**Directions for this task**.
Reproduce all of the data, making sure that no line differs from the original.

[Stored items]
-- -- --

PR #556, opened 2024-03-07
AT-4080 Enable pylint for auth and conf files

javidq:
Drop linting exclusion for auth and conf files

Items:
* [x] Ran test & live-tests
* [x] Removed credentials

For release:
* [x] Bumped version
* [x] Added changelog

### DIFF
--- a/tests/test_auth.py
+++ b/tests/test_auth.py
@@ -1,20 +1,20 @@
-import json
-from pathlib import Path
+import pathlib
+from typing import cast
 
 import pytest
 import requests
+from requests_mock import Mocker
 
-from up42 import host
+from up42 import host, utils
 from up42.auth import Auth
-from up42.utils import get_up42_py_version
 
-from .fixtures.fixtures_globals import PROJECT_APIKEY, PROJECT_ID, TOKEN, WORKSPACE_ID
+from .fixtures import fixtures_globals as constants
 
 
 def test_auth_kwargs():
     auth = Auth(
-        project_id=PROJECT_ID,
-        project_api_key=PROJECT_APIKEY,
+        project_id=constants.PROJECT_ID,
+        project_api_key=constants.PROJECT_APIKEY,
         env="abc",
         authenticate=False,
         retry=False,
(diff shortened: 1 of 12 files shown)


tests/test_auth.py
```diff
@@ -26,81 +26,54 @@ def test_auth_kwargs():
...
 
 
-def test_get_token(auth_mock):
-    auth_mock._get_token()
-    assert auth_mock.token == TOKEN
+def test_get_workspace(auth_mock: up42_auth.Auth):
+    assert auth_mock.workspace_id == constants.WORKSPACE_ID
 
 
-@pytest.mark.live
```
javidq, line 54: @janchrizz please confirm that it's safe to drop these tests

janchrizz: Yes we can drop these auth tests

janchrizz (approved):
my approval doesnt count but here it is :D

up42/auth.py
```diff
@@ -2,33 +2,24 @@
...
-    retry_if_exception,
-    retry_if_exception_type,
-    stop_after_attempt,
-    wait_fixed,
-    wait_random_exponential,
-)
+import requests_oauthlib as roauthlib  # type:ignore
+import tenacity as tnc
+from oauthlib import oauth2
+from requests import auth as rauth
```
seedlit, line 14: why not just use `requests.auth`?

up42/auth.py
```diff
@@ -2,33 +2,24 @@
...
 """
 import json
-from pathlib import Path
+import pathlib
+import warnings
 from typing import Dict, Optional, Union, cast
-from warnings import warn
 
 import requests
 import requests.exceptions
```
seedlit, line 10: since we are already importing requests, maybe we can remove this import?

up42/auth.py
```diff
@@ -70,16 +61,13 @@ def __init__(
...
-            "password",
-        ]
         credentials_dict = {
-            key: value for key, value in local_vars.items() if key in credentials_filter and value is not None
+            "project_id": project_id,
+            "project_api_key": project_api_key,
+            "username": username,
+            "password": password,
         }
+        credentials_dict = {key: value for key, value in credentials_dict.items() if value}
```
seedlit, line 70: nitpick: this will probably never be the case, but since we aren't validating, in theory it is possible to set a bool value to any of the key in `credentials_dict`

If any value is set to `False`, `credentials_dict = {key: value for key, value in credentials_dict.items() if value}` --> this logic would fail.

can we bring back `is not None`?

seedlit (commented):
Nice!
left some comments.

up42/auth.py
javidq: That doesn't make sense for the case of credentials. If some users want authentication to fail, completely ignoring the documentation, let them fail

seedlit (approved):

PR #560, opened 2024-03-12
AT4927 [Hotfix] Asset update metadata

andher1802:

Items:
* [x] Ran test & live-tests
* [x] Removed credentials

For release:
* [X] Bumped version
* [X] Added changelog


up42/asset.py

-- -- --

**Finished exercise**.
PR #556, opened 2024-03-07
AT-4080 Enable pylint for auth and conf files

javidq:
Drop linting exclusion for auth and conf files

Items:
* [x] Ran test & live-tests
* [x] Removed credentials

For release:
* [x] Bumped version
* [x] Added changelog

### DIFF
--- a/tests/test_auth.py
+++ b/tests/test_auth.py
@@ -1,20 +1,20 @@
-import json
-from pathlib import Path
+import pathlib
+from typing import cast
 
 import pytest
 import requests
+from requests_mock import Mocker
 
-from up42 import host
+from up42 import host, utils
 from up42.auth import Auth
-from up42.utils import get_up42_py_version
 
-from .fixtures.fixtures_globals import PROJECT_APIKEY, PROJECT_ID, TOKEN, WORKSPACE_ID
+from .fixtures import fixtures_globals as constants
 
 
 def test_auth_kwargs():
     auth = Auth(
-        project_id=PROJECT_ID,
-        project_api_key=PROJECT_APIKEY,
+        project_id=constants.PROJECT_ID,
+        project_api_key=constants.PROJECT_APIKEY,
         env="abc",
         authenticate=False,
         retry=False,
(diff shortened: 1 of 12 files shown)


tests/test_auth.py
```diff
@@ -26,81 +26,54 @@ def test_auth_kwargs():
...
 
 
-def test_get_token(auth_mock):
-    auth_mock._get_token()
-    assert auth_mock.token == TOKEN
+def test_get_workspace(auth_mock: up42_auth.Auth):
+    assert auth_mock.workspace_id == constants.WORKSPACE_ID
 
 
-@pytest.mark.live
```
javidq, line 54: @janchrizz please confirm that it's safe to drop these tests

janchrizz: Yes we can drop these auth tests

janchrizz (approved):
my approval doesnt count but here it is :D

up42/auth.py
```diff
@@ -2,33 +2,24 @@
...
-    retry_if_exception,
-    retry_if_exception_type,
-    stop_after_attempt,
-    wait_fixed,
-    wait_random_exponential,
-)
+import requests_oauthlib as roauthlib  # type:ignore
+import tenacity as tnc
+from oauthlib import oauth2
+from requests import auth as rauth
```
seedlit, line 14: why not just use `requests.auth`?

up42/auth.py
```diff
@@ -2,33 +2,24 @@
...
 """
 import json
-from pathlib import Path
+import pathlib
+import warnings
 from typing import Dict, Optional, Union, cast
-from warnings import warn
 
 import requests
 import requests.exceptions
```
seedlit, line 10: since we are already importing requests, maybe we can remove this import?

up42/auth.py
```diff
@@ -70,16 +61,13 @@ def __init__(
...
-            "password",
-        ]
         credentials_dict = {
-            key: value for key, value in local_vars.items() if key in credentials_filter and value is not None
+            "project_id": project_id,
+            "project_api_key": project_api_key,
+            "username": username,
+            "password": password,
         }
+        credentials_dict = {key: value for key, value in credentials_dict.items() if value}
```
seedlit, line 70: nitpick: this will probably never be the case, but since we aren't validating, in theory it is possible to set a bool value to any of the key in `credentials_dict`

If any value is set to `False`, `credentials_dict = {key: value for key, value in credentials_dict.items() if value}` --> this logic would fail.

can we bring back `is not None`?

seedlit (commented):
Nice!
left some comments.

up42/auth.py
javidq: That doesn't make sense for the case of credentials. If some users want authentication to fail, completely ignoring the documentation, let them fail

seedlit (approved):

PR #560, opened 2024-03-12
AT4927 [Hotfix] Asset update metadata

andher1802:

Items:
* [x] Ran test & live-tests
* [x] Removed credentials

For release:
* [X] Bumped version
* [X] Added changelog


up42/asset.py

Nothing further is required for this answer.